Je crois que Knock at the Cabin est plus proche de Signes sur le fond, mais je m’inspire ouvertement des événements qui ont rythmé nos vies ces dix dernières années. C’est donc un film très actuel, qui essaie presque d’exorciser ce que nous pouvons vivre en posant la question : « Une force plus grande que nous est-elle ici à l’œuvre ? ».
Revenons à la gestion de l’espace. Dans Old, vous deviez déplacer des personnages sur une plage déserte sans jamais égarer les spectateurs. Dans Knock at the Cabin, vous nous enfermez dans un décor isolé au milieu des bois. I! faut faire attention, avec pareil contexte, à ne pas répéter les mêmes plans pendant tout le film.
Sur Knock at the Cabin, je crois que nous avons passé quatre mois dans mon bureau à préparer l’ensemble des plans. Il fallait définir le mouvement de chaque séquence et l’emplacement des personnages, en rapport avec leur évolution psychologique. À la page 85, ils ne sont pas au même point qu’à la page 32. Peut-être qu’à la page 32, ils sont dans la perplexité la plus absolue et qu’à la page 85, ils sont désespérés et prêts à faire des choses qu’ils refusaient d’envisager jusqu’alors. Je ne vais pas filmer ces états d’âme de la même façon. Par nature, si on comprend vraiment le point de vue des protagonistes, la mise en scène doit évoluer organiquement. On ne peut pas toujours les cadrer à la même distance, avec les mêmes focales. Ça n’aurait aucun sens au niveau de la dramaturgie.
William Friedkin a dit qu’il évitait de répéter le même plan deux fois dans un film. Si on aborde la mise en scène ainsi, on a vraiment l’impression que l’intrigue avance.
Il a totalement raison, car les personnages ne vivent pas la même émotion deux fois.

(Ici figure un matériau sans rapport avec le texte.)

PR #1212, opened 2017-05-04
Update File.py

Gasta88:
As mentioned in issue #1203 ,I've added public docstrings to the module `Bio.File`.

I have a question regarding this module.

Lines from 406 to 431 contain some methods that won't be implemented (they automatically raise a `NotImplementedError` exception).

Would it be good practice to remove them or leave them and document the methods either way?

### DIFF
--- a/Bio/File.py
+++ b/Bio/File.py
@@ -177,7 +177,10 @@ class UndoHandle(object):
         return saved + self._handle.read(size)
 
     def saveline(self, line):
-        """Save the line of the File in memory."""
+        """Store a line in the cache memory for later use.
+
+        This acts to undo a readline, reflecting the name of the class: UndoHandle.
+        """
         if line:
             self._saved = [line] + self._saved
 
@@ -323,7 +326,7 @@ class _IndexedSeqFileDict(_dict_base):
         return key in self._offsets
 
     def __len__(self):
-        """Retun the number of records."""
+        """Return the number of records."""
         return len(self._offsets)
 
     def items(self):
@@ -387,7 +390,7 @@ class _IndexedSeqFileDict(_dict_base):
     def get(self, k, d=None):
         """Return the value in the dictionary.
 
-        If the key (k) is not found, this returns None unless a specified
+        If the key (k) is not found, this returns None unless a
         default (d) is specified.
         """
         try:
@@ -764,7 +767,7 @@ class _SQLiteManySeqFilesDict(_IndexedSeqFileDict):
     def get(self, k, d=None):
         """Return the value in the dictionary.
 
-        If the key (k) is not found, this returns None unless a specified
+        If the key (k) is not found, this returns None unless a
         default (d) is specified.
         """
         try:
--- a/Bio/File.py
+++ b/Bio/File.py
@@ -7,7 +7,6 @@
 
 """Code for more fancy file handles.
 
-
 Classes:
 
     - UndoHandle     File object decorator with support for undo-like operations.
@@ -119,7 +118,9 @@ class UndoHandle(object):
         - peekline    Peek at the next line without consuming it.
 
     """
+
     def __init__(self, handle):
+        """Initialize the class."""
         self._handle = handle
         self._saved = []
         try:
@@ -129,9 +130,11 @@ class UndoHandle(object):
             pass
 
     def __iter__(self):
+        """Iterate over the lines in the File."""
         return self
 
     def __next__(self):
+        """Return the next line."""
         next = self.readline()
         if not next:
             raise StopIteration
@@ -143,11 +146,13 @@ class UndoHandle(object):
             return self.__next__()
 
     def readlines(self, *args, **keywds):
+        """Read lines for the File."""
         lines = self._saved + self._handle.readlines(*args, **keywds)
         self._saved = []
         return lines
 
     def readline(self, *args, **keywds):
+        """Read a single line for the File."""
         if self._saved:
             line = self._saved.pop(0)
         else:
@@ -155,6 +160,7 @@ class UndoHandle(object):
         return line
 
     def read(self, size=-1):
+        """Read the File."""
         if size == -1:
             saved = "".join(self._saved)
             self._saved[:] = []
@@ -171,10 +177,12 @@ class UndoHandle(object):
         return saved + self._handle.read(size)
 
     def saveline(self, line):
+        """Save the line of the File in memory."""
         if line:
             self._saved = [line] + self._saved
 
     def peekline(self):
+        """Look at the first line saved in memory."""
         if self._saved:
             line = self._saved[0]
         else:
@@ -183,19 +191,24 @@ class UndoHandle(object):
         return line
 
     def tell(self):
+        """Return the current position of the file read/write pointer within the File."""
         return self._handle.tell() - sum(len(line) for line in self._saved)
 
     def seek(self, *args):
+        """Set the current position at the offset specified."""
         self._saved = []
         self._handle.seek(*args)
 
     def __getattr__(self, attr):
+        """Return File attribute."""
         return getattr(self._handle, attr)
 
     def __enter__(self):
+        """Open File handle with WITH statement."""
         return self
 
     def __exit__(self, type, value, traceback):
+        """Close File handle with WITH statement."""
         self._handle.close()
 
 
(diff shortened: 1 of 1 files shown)


Bio/File.py
```diff
@@ -143,18 +146,21 @@ def next(self):
             return self.__next__()
 
     def readlines(self, *args, **keywds):
+        """Read lines for the File."""
```
peterjc: ``for`` --> ``from``

Also why ``File`` with a capital F?

How about:

```python
"""Read all the lines from the file as a list of strings."""
```

Bio/File.py
```diff
@@ -143,18 +146,21 @@ def next(self):
...
         lines = self._saved + self._handle.readlines(*args, **keywds)
         self._saved = []
         return lines
 
     def readline(self, *args, **keywds):
+        """Read a single line for the File."""
```
peterjc: Again, ``for`` --> ``from``, and why ``File`` with a capital F?

How about:

```python
"""Read the next line from the file as string."""
```

Bio/File.py
```diff
@@ -171,10 +177,12 @@ def read(self, size=-1):
         return saved + self._handle.read(size)
 
     def saveline(self, line):
+        """Save the line of the File in memory."""
```
peterjc: How about:

```python
"""Undo a read by caching a line to be read back next."""
```

Does that make sense to you reading this?

Bio/File.py
```diff
@@ -171,10 +177,12 @@ def read(self, size=-1):
...
         if line:
             self._saved = [line] + self._saved
 
     def peekline(self):
+        """Look at the first line saved in memory."""
```
peterjc: How about:

```python
"""Return the next line in the file, but do not move forward though the file."""
```

Again, does that make sense to you as someone who is not (yet) familiar with the ``UndoHandle``class?

Bio/File.py
```diff
@@ -183,19 +191,24 @@ def peekline(self):
...
+        """Set the current position at the offset specified."""
         self._saved = []
         self._handle.seek(*args)
 
     def __getattr__(self, attr):
+        """Return File attribute."""
         return getattr(self._handle, attr)
 
     def __enter__(self):
+        """Open File handle with WITH statement."""
```
peterjc: Repetitive use of the word 'with' here and in ``__exit__`` (same in ``bgzf.py`` but I didn't notice till now). How about:

```python
"""Special method called when opening the file using a with-statement."""
```

and

```python
"""Special method called when closing the file using a with-statement."""
```

Bio/File.py
```diff
@@ -292,20 +307,23 @@ def __init__(self, random_access_proxy, key_function,
...
         else:
             return "{}"
 
     def __contains__(self, key):
+        """Return key if contained in the offsets dictionary."""
         return key in self._offsets
 
     def __len__(self):
-        """How many records are there?"""
+        """How many records are there."""
```
peterjc: How about ``Return the number of records.`` here?

Bio/File.py
```diff
@@ -367,7 +385,11 @@ def __getitem__(self, key):
         return record
 
     def get(self, k, d=None):
-        """D.get(k[,d]) -> D[k] if k in D, else d.  d defaults to None."""
+        """Return the value in the dictionary.
+        
+        If key not found the second
+        attribute is returned. By default it is None.
+        """
```
peterjc: That's odd line breaking. We could explain the short hand k=key and d=default (which followed the Python built-in dictionary docstring). How about:

```
If the key (k) is not found, this returns None unless a specified
default (d) is specified.
```

Bio/File.py
```diff
@@ -661,7 +684,7 @@ def __contains__(self, key):
                               (key,)).fetchone())
 
     def __len__(self):
-        """How many records are there?"""
+        """Return length of the iterable."""
```
peterjc: I suggest ``Return the number of records indexed.`` here.

Bio/File.py
```diff
@@ -674,12 +697,16 @@ def __iter__(self):
...
+
+            This tries to act like a Python 3 dictionary, and does not return
+            a list of keys due to memory concerns.
+            """
             return [str(row[0]) for row in
                     self._con.execute("SELECT key FROM offset_data;").fetchall()]
 
     def __getitem__(self, key):
-        """x.__getitem__(y) <==> x[y]"""
+        """Return the item when key is specified."""
```
peterjc: Using 'when' seems odd as the key must be given.

I would suggest ``Return record for the specified key.``

Bio/File.py
```diff
@@ -707,7 +734,11 @@ def __getitem__(self, key):
         return record
 
     def get(self, k, d=None):
-        """D.get(k[,d]) -> D[k] if k in D, else d.  d defaults to None."""
+        """Return the value in the dictionary.
+        
+        If key not found the second
+        attribute is returned. By default it is None.
+        """
```
peterjc: See earlier comment about the other ``get`` method docstring.

peterjc:
This is interesting and educational for me to read as I wrote much of this file - for some of the other parts of Biopython I'm not going to be able to give such detailed and precise comments ;)

Regarding the code from lines 406 onwards, e.g.

```python
def __setitem__(self, key, value):
         """Would allow setting or replacing records, but not implemented."""
         raise NotImplementedError("An indexed a sequence file is read only.")
```

These are all methods which a Python dictionary would have, and we're trying to mimic a Python dictionary as a familiar object people will know how to use. The docstring looks OK to me, but could be made more explicit, e.g.:

```python
def __setitem__(self, key, value):
         """Would allow setting or replacing records, but not implemented.

         Python dictionaries provide this method for modifying data in the
        dictionary. This class mimics the dictionary interface but is read only.
         """
         raise NotImplementedError("An indexed a sequence file is read only.")
```

Bio/File.py
Gasta88: The last part is a bit intricate. Can I suggest:
```python
"""Store a line in the cache memory for later use.""" 
```

Bio/File.py
Gasta88: Yes, it does.

Bio/File.py
Gasta88: These are fine by me,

Même s’ils sont assis dans le même salon, leurs sentiments vont être différents.
Comment répétez-vous avec vos acteurs ?
Comme pour une pièce de théâtre ! Je commence par discuter individuellement avec eux et on échange autour de leur personnage. Ensuite, je fais une lecture avec chaque acteur et j’interprète les autres rôles. On lit un échange de dialogues, on s’arrête pour discuter, on lit un autre échange, on s’arrête de nouveau. Je réponds aux questions, j’essaie d’expliquer pourquoi chaque réplique existe dans le script et comment elle s’intègre dans l’ensemble de la narration. Je veux surtout qu’ils comprennent le projet d’ensemble. Par exemple, s’il y a une réplique maladroite que l’acteur voudrait modifier, je lui explique qu’à ce moment-là, le personnage ne croit pas vraiment ce qu’’il est entrain de dire.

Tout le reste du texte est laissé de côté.